Home values hit another record high as buyers attempt to beat Stamp Duty deadline 

The average house price hit a new record high of £231,068 in February, according to building society Nationwide’s monthly index. Property values climbed 6.9% annually, up from 6.4% in January in a surprise acceleration. It is also noted that house prices were up 0.7% on a monthly basis, with increased buyer activity sparked by the Stamp Duty holiday that was initially set to end on the 31st March. The holiday has since been extended by three months as announced by the Chancellor in the Budget. (From Daily Mail, 2 March 2021)
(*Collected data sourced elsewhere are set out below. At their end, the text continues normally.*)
PR #7552, opened 2019-05-13
Align usage of flash messages for groups/users_controller

### LINKED ISSUE #7546: Adding a user to a group even if he/she is already a member ends up in an exception
# Issue Description
When trying to add a user to a group even he/she is already part of that group will throw an exception in the WebUI.

Expected Result
============
A propper error message is shown.

How to Reproduce
===============
1. Create a group
2. Add a user
3. Add the same user again

dmarcoux:
The create action is called synchronously, so we redirect instead of rendering JavaScript. This differs from other actions (update and destroy) since they are called asynchronously. The flash messages now also contain the user/group whenever needed.

Closes #7546

### DIFF
--- a/src/api/spec/controllers/webui/groups/users_controller_spec.rb
+++ b/src/api/spec/controllers/webui/groups/users_controller_spec.rb
@@ -5,13 +5,6 @@ RSpec.describe Webui::Groups::UsersController do
   let(:user) { create(:confirmed_user) }
   let(:admin) { create(:admin_user) }
 
-  RSpec.shared_examples 'response for non existing user or group' do
-    it 'reports an error' do
-      expect(response).to have_http_status(:not_found)
-      expect(flash[:error]).not_to be_nil
-    end
-  end
-
   describe 'POST create' do
     before do
       login(admin)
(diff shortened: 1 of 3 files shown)


src/api/spec/controllers/webui/groups/users_controller_spec.rb
```diff
@@ -5,57 +5,49 @@
...
 
       subject! do
-        post :create, params: { group_title: group.title, user_login: user.login }, format: :js
+        post :create, params: { group_title: group.title, user_login: user.login }
       end
 
       it 'reports the error' do
-        expect(response).to have_http_status(:bad_request)
-        expect(flash[:error]).not_to be_nil
+        expect(flash[:error]).to eq("Couldn't add user '#{user}' to group '#{group}': User User already has this group")
```
dmarcoux: The duplication of `User` in the second part of the message is coming from the controller when we call `errors.full_messages.to_sentence` on a `GroupUser` instance. See the output below, especially `@messages`. Since there's the `:user` key, it's added to the message which already contains `User`.

```
 @base=#<GroupsUser:0x00007f872811b050 group_id: 1, user_id: 5, created_at: nil, email: true, id: nil>,
 @details={:user=>[{:error=>"User already has this group"}]},
 @messages={:user=>["User already has this group"]}>
```

dmarcoux:
[Address Feedback](https://trello.com/c/KybHivS4/1686-address-feedback)

PR #7557, opened 2019-05-14
Validate patchinfo summary, not description, in both webui and XML

saraycp:
According to the usage and the feedback coming from users, it seems that
only the summary field is compulsory. So we ensure summary is present
from webui and XML.


hennevogel:
@saraycp what's the status here?

hennevogel:
guess we close this @saraycp?

PR #7486, opened 2019-04-26
Reduce webui_infos usage in request controller

coolo:
Move the important parts of webui_info into the controller, most work is still in webui_actions for now though

PR #7560, opened 2019-05-14
Display review box only for requests which are new or in review

### LINKED ISSUE #7442: Request in superseeded state shouldn't have approve button
It is not possible to change the state of a request which is not in review state (for example superseded). In those case there shouldn't be an approve button or it should be disabled:

Related to:

image

Related to https://github.com/openSUSE/open-build-service/issues/7263

dmarcoux:
Closes #7442

Try it in the review app by submitting a request to the project `home:Iggy` for the package `ruby` by superseding the existing request (Do it [here](https://obs-reviewlab.opensuse.org/dmarcoux-issue-7442/package/show/home:Admin/ruby)). Then add a review for the current user (I suggest using `Admin`). You should see the review tab, but as soon as you supersede the request, the review form won't be visible anymore.

### DIFF
--- a/src/api/app/controllers/webui/request_controller.rb
+++ b/src/api/app/controllers/webui/request_controller.rb
@@ -96,7 +96,6 @@ class Webui::RequestController < Webui::WebuiController
     @is_author = @bs_request.creator == User.possibly_nobody.login
 
     @is_target_maintainer = @bs_request.is_target_maintainer?(User.session)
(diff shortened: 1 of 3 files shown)


dmarcoux:

coolo:
I disagree (as it also conflicts with what I did in #7486) - the view should just not show this box, the reviews are still valid from the model's point of view.

dmarcoux:
I pushed another set of changes. This time, it's displaying the review box only for requests which are new or in review.

PR #7569, opened 2019-05-15
Add skeleton for search views in Bootstrap

dmarcoux:
This is to prevent us from blocking each other while we work on search views.

### DIFF
--- a/src/api/app/views/webui2/webui/search/_breadcrumb_items.html.haml
+++ b/src/api/app/views/webui2/webui/search/_breadcrumb_items.html.haml
@@ -1,0 +1,8 @@
+= render partial: 'webui/main/breadcrumb_items'
+
+%li.breadcrumb-item.active{ 'aria-current' => 'page' }
+  - case action_name
+  - when 'index'
+    Search
+  - when 'owner'
+    Search Owners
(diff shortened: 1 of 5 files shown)


dmarcoux:
The specs will obviously fail if this is available for the test environment, so I will make it for the development environment only.

src/api/app/views/webui2/webui/search/_breadcrumb_items.html.haml
```diff
@@ -0,0 +1,9 @@
+= render partial: 'webui/main/breadcrumb_items'
+
+- case action_name
+- when 'index'
+  %li.breadcrumb-item.active{ 'aria-current' => 'page' }
```
eduardoj: This line, that is the same as line 8, can be moved before the `case` statement. But this can be done later on.

dmarcoux: Good point, I did it now.

src/api/app/views/webui2/webui/search/_breadcrumb_items.html.haml
```diff
@@ -0,0 +1,8 @@
+= render partial: 'webui/main/breadcrumb_items'
+
+%li.breadcrumb-item.active{ 'aria-current' => 'page' }
+  - case action_name
```
dmarcoux: This could be simplified with a `if`, because the only different part is `Owners`. However, this is just too much in my opinion. So I keep it as it is.

PR #7573, opened 2019-05-16
Migrate Image Template to Bootstrap

DavidKang:
We migrate Image Template view to Bootstrap

#### Before
Screenshot_2019-05-16 Open Build Service(1)

#### After
Screenshot_2019-05-16 Open Build Service(3)

### DIFF
--- a/src/api/app/assets/javascripts/webui2/application.js
+++ b/src/api/app/assets/javascripts/webui2/application.js
@@ -48,4 +48,5 @@
 //= require webui2/project_monitor.js
 //= require webui2/collapsible_text
 //= require webui2/patchinfo.js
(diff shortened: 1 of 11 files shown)


hennevogel:
why the old icons?

DavidKang:
Because they are coming from a file

bgeuken:
There seems to be a problem when the appliance icons are not available:



It looks similar for the old UI, except that the text in the icon field does not overflow. That's why I didn't block the PR. But it would be nice if we could catch the not found errors and render a default image instead.
IIRC we do something like that for the comments already.

DavidKang:
@bgeuken, could you review it again :smile_cat:

PR #7576, opened 2019-05-16
Increase contrast on default text

### LINKED ISSUE #7254: [beta] webui: increase contrast on default text
Currently, the beta webui, by way of bootstrap, declares a color `#212529` that is used for the body, and color `#495057` for e.g. `<textarea>`, and these choices suffer from the problems previously fixed in #4608. Please change all occurrences of these two strings to `#000000`.

eduardoj:
The colors used by Bootstrap for the generic text (text-body) and for form controls are not #000000. Changing it to #000000 the contrast on default text is increased.

Fixes #7254.

### DIFF
--- a/src/api/app/assets/stylesheets/webui2/bootstrap_variables/colors.scss
+++ b/src/api/app/assets/stylesheets/webui2/bootstrap_variables/colors.scss
@@ -1,4 +1,5 @@
 // Override Bootstrap's default colors
+$body-color: #000000;
 $body-bg: #f6f6f6;
 $gray-100: #f8f9fa;
 $gray-200: #f0f0f0;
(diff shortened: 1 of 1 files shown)


eduardoj:

coolo:
it's #24292e in github for some reason as well. sounds like UI designers in general dislike black (at least now, I remember different days :)

dmarcoux:
I would not merge this. Read this article: https://ianstormtaylor.com/design-tip-never-use-black/

eduardoj:
Closing, as it will not be the proper solution to address the issue, even if the issue is still valid.

eduardoj:
@pdostal, please can you have a look.

PR #7583, opened 2019-05-17
rspec: Avoid home projects for users created in factories

coolo:


src/api/spec/factories/users.rb
```diff
@@ -5,10 +5,29 @@
...
     end
 
+    trait :with_home do
+      avoid_home_project { false }
+    end
+
+    to_create do |user, evaluator|
+      before = Configuration.allow_user_to_create_home_project
+      if evaluator.avoid_home_project
+        Configuration.update(allow_user_to_create_home_project: false)
```
hennevogel: Why don't you make this default in the suite setup, instead of changing it here all the time?

coolo: You can still have 2 users in the same test - one with and one without home.

hennevogel: Sure and the one `:with_home` can change the default during creation, no?

vpereira:
@coolo  can you rebase with master and fix it here too? https://github.com/openSUSE/open-build-service/blob/master/src/api/spec/controllers/trigger_controller_spec.rb

coolo:
@hennevogel ping

hennevogel:
@coolo sorry, a bit busy with other stuff. maybe later today

hennevogel:
@coolo[bot] rebase

coolo:
I can rebase!

Issue #7564, opened 2019-05-15
[production][image_templates#index] You cannot call create unless the parent is saved


bgeuken:
image_templates#index threw this 46 times
<pre>
You cannot call create unless the parent is saved
</pre>
[https://build.opensuse.org/image_templates](https://build.opensuse.org/image_templates)"

[See this exception on Errbit](https://errbit-opensuse.herokuapp.com/apps/5620ca2bdc71fa00b1000000/problems/5cd07c6a6e12e0000d300d73)

```ruby

/GEM_ROOT/gems/activerecord-5.2.3/lib/active_record/associations/collection_association.rb:352→ _create_record
--
/GEM_ROOT/gems/activerecord-5.2.3/lib/active_record/associations/has_many_association.rb:124→ _create_record
/GEM_ROOT/gems/activerecord-5.2.3/lib/active_record/associations/association.rb:190→ create
/GEM_ROOT/gems/activerecord-5.2.3/lib/active_record/associations/collection_proxy.rb:350→ create
/PROJECT_ROOT/app/models/user.rb:125→ create_home_project



```

bgeuken:
The template page is accessible again. So I'll remove the p2 label

coolo:
where does this come from? Hopefully not from the User.current changes?

dmarcoux:
> where does this come from? Hopefully not from the User.current changes?

No because they aren't deployed yet. It happened during our planning meeting. I tried to access the page while being logged-in with my user and it was stuck loading.

coolo:
but the exception in errbit happened the last time 17 hours ago - so it's not the same problem

bgeuken:
The reason for the failure is that the home projects base on the user's `login` but the validations for both differ. User names that start with `.`, `:` or `_` cause the home project creation to crash.

We could tighten the user login validation, but that would log out LDAP users with a name that matches.
In build.o.o we have 12 users with a name that starts with `_`. Though their last login is years ago.
The other option would be to add a valid character to the home project name, if needed. Disadvantage here would be that the home project name would become a bit less predictable and we might have to adapt some code.

PR #7586, opened 2019-05-17
Fix user home creation for users with certain login names

bgeuken:
It's possible that user login names start with '.', ':' or '_'. This
causes a problem when creating home projects, because they can not
contain a ':' followed by one of aboves characters, like 'home:.tux'
in case of user login '.tux'.

On the other hand we support authentication via LDAP, Kerberos and alike
and we have some older user records start with a '_' in some OBS
instances.
Therefor we keep above user records valid and add a prefix for home
projects of such users, e.g. 'home:project.tux'.

### DIFF
--- a/src/api/app/models/user.rb
+++ b/src/api/app/models/user.rb
@@ -374,7 +374,11 @@ class User < ApplicationRecord
   end
 
   def home_project_name
-    "home:#{login}"
+    if login.starts_with?('.', ':', '_')
+      "home:project#{login}"
+    else
+      "home:#{login}"
+    end
   end
 
   def home_project
--- a/ReleaseNotes-2.10
+++ b/ReleaseNotes-2.10
@@ -59,7 +59,9 @@ Bugfixes:
   * In WebUI, only admins are allowed to create sourceaccess/access repositories flags.
   * Added missing authorization to move repository path in Webui::ProjectController.
   * Require sourceaccess by default in `require_package`.
-
+  * Users with a login that started with '.', ':' or '_' would get an error when creating
+    their home project. This got solved, though such user home projects are now of the format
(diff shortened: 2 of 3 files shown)


src/api/app/models/user.rb
```diff
@@ -374,7 +374,11 @@ def render_axml(watchlist = false)
   end
 
   def home_project_name
-    "home:#{login}"
+    if login.starts_with?('.', ':', '_')
+      "home:project#{login}"
```
bgeuken: If anyone knows a better, valid char (@ doesn't work) or a better solution in general, please speak up:smiley:

coolo: I wouldn't waste a lot of thought on this - as long it's possible at all. But a : in the middle of the project name is a problem in itself - as as `home:project:bgeuken` would be subproject of `home:project` - just as a login of `bgeuken:mudder` would result in `home:bgeuken:mudder` and you got access in it.

As such using `home:user_#{id}` if login is not resulting in a valid project name might be an alternative

hennevogel:
I fail to understand why we workaround this at all?

bgeuken:
Because in case of authentication via LDAP, Kerberos and alike we can not control the format of user logins. So we can either disallow such user login names or we use a workaround like this, see [issue 7564](https://github.com/openSUSE/open-build-service/issues/7564#issuecomment-493044731).

But given that you closed the issue I assume we go with disallowing these logins and document this?

hennevogel:
> But given that you closed the issue I assume we go with disallowing these logins and document this?

Yes, just because it's possible with LDAP doesn't mean we can support it.

bgeuken:
Alright, closing

PR #7587, opened 2019-05-17
Fix image template description for remote templates

bgeuken:
Since we use XMLHash to parse image templates of remote instances,
we get a string like '{}' when such an template description is empty.

This commit ensures that we don't show such strings in the UI.

Before:

After:


src/api/app/views/webui/image_templates/index.html.haml
```diff
@@ -23,7 +23,9 @@
                 %span.name.break-words
                   = link_to_if(!remote, title_or_name(template), package_show_path(project: project, package: template))
                 %span.description.grey.break-words
-                  = template.description
+                  -# Remote templates with empty description
+                  - unless template.description == '{}'
```
hennevogel: Hm, shouldn't you catch this wherever you calculate the string?

bgeuken: Fair enough :thumbsup:

Issue #7253, opened 2019-03-21
[beta] webui: use standard monospace font


jengelh:
I just joined the beta webui programme on build.opensuse.org, and now find what coolo had already hinted at in https://github.com/openSUSE/open-build-service/pull/6599#issuecomment-446847192 that the beta webui is using a second set of CSS files that also need adjustment, that is, specifying "font-family: monospace", overrding SFMono and so on.

hennevogel:
![](https://github.trello.services/images/mini-trello-icon.png) [Address Feedback](https://trello.com/c/KybHivS4/1686-address-feedback)

dmarcoux:
Since the PR fixing this was reverted, I'm re-opening this issue.

dmarcoux:
Closing this after discussing with @eduardoj. He created a new issue to better reflect what we aim to achieve regarding fonts. This will include a monospace font.

jengelh:
But I don't want any (arbitrary) monospace font someone else chose, I want the page to use the preference set forth in the browser settings.

coolo:
look for other means to achieve it, e.g. by following
https://support.mozilla.org/en-US/kb/change-fonts-and-colors-websites-use#w_custom-fonts

Just because you have proper fonts setup, doesn't mean websites like OBS can rely on it to be fine in general.

PR #7589, opened 2019-05-17
Revert "Override Bootstrap monospace fonts with 'monospace'"

eduardoj:
Reverts openSUSE/open-build-service#7570.

Related to issue openSUSE/open-build-service#7253.

We prefer to define a fixed group of fonts than to rely on the font configured in the browser. This way the aspect of the page will be more homogeneous.

The user that wants to override the font defined in the web page can also configure the browser accordingly. For users of firefox see [this page](https://support.mozilla.org/en-US/kb/change-fonts-and-colors-websites-use#w_custom-fonts).


hennevogel:
The real fix is to come up with a set of fonts that we want to use and also deliver them...

eduardoj:

Issue #8516, opened 2019-10-06
Build results: "unresolvable", "broken" and "failed" links green on hover


cboltz:
# Issue Description

In the build results (both the box on the right side of a package page, and on the monitor page), the links for "failed", "broken" and "unresolvable" are displayed as red text. However, when you hover these links, they become green (and underlined). Given that the red color indicates a failure, the links should not become green on hover.

Expected Result
============
The link text should stay red (and get underlined) if you hover them.

How to Reproduce
===============
1. Go to https://build.opensuse.org/package/show/home:cboltz/diffuse (or any package page with a build failure)
2. In the "build results" box, over your mouse over the "unresolvable" links
3. See the link becoming green

You'll see the same behaviour on https://build.opensuse.org/project/monitor/home:cboltz (I assume it's using the same CSS, therefore reporting it in the same bugreport.)

AshNaz87:
I have completed the fix, but don't have access rights

hennevogel:
hey @AshNaz87 you don't have access rights for what exactly? See our documentation on [how to contribute code](https://github.com/openSUSE/open-build-service/blob/master/CONTRIBUTING.md#how-to-contribute-code) :smile: Looking forward to your pull request!

dmarcoux:
Fixed in #9132

PR #8547, opened 2019-10-08
Fix issue #8516. Build state failed link should remain the same color…

AshNaz87:
… on hover

### DIFF
--- a/src/api/app/assets/stylesheets/webui/build-results.scss
+++ b/src/api/app/assets/stylesheets/webui/build-results.scss
@@ -42,6 +42,10 @@
 
 .build-state-unresolvable, .build-state-broken, .build-state-failed {
   color: $red;
+
+  &:hover {
+    color: $red;
+  }
 }
 
 .build-state-disabled {


DavidKang:
Hi @AshNaz87, thanks for your contribution :smile_cat:.

Just a few things, I think your branch is not updated with master. That the reason why the linters are complaining. Regarding the title of the commit, please doesn't add the issue number, instead of that you could add it at the end of the commit description like `fix #XXXX`. And if is possible when you made visual changes, it will be good if you provide some screenshots.

coolo:
I don't think the index has anything to do with the hover

saraycp:
> I don't think the index has anything to do with the hover

True! we wrote the wrong issue number. :+1:

DavidKang:
@AshNaz87, do you need help? :smile_cat:

AshNaz87:
@DavidKang Are the steps straightforward in terms of setting up?

Thing the task itself is not so bad

hennevogel:
move to #9132 

sorry this took so long :disappointed:

PR #8548, opened 2019-10-09
Move log writing operation to a background job

vpereira:
Move log writing operation to a background job.

Non-critical operations, like log writing, shouldn't influence in the user experience.

### DIFF
--- a/src/api/app/controllers/webui/staging/projects_controller.rb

Complaints about guarantor loans rise by 3,000% in a year

Complaints about guarantor loans where the debt is backed by a relative or friend have risen by more than 3,000% in a year to almost 800 a week. According to new data from the UK’s Financial Ombudsman Service, this type of loan received the highest number of complaints during the last three months of 2021, and has resulted in Amigo, the biggest provider of these loans, becoming the most complained-about financial firm. It has also fuelled concern over the types of product arising following the decline of the payday loans industry. (From The Guardian, 3 March 2021)

Stricter rules will stifle innovation in UK fintech scene 

More stringent regulations in response to the collapse of Wirecard will stifle innovation and make it harder for smaller fintech companies to achieve long-term profitability. Senior executives at fintech firms have warned policy makers about the costs of tightening rules on the industry in response to new rules that are set to become permanent this year. Under the new regime enforced by the FCA, payment and e-money institutions will be required to employ stronger risk-management standards, similar to those followed by banks. (From the FT, 3 March 2021)

Britain’s high street banks unveil plans to launch open banking

The UK’s largest high street banks will unveil plans to launch a not-for-profit organisation to oversee the banking’s industry steps to strengthen competition through implementing an open banking system. The system is designed to give consumers more information on banks’ products to ensure they can secure the best product for their individual circumstance. The initiative would function by aggregating third-party data on a single platform that consumers can access to compare different offers. (From Sky News, 1 March 2021)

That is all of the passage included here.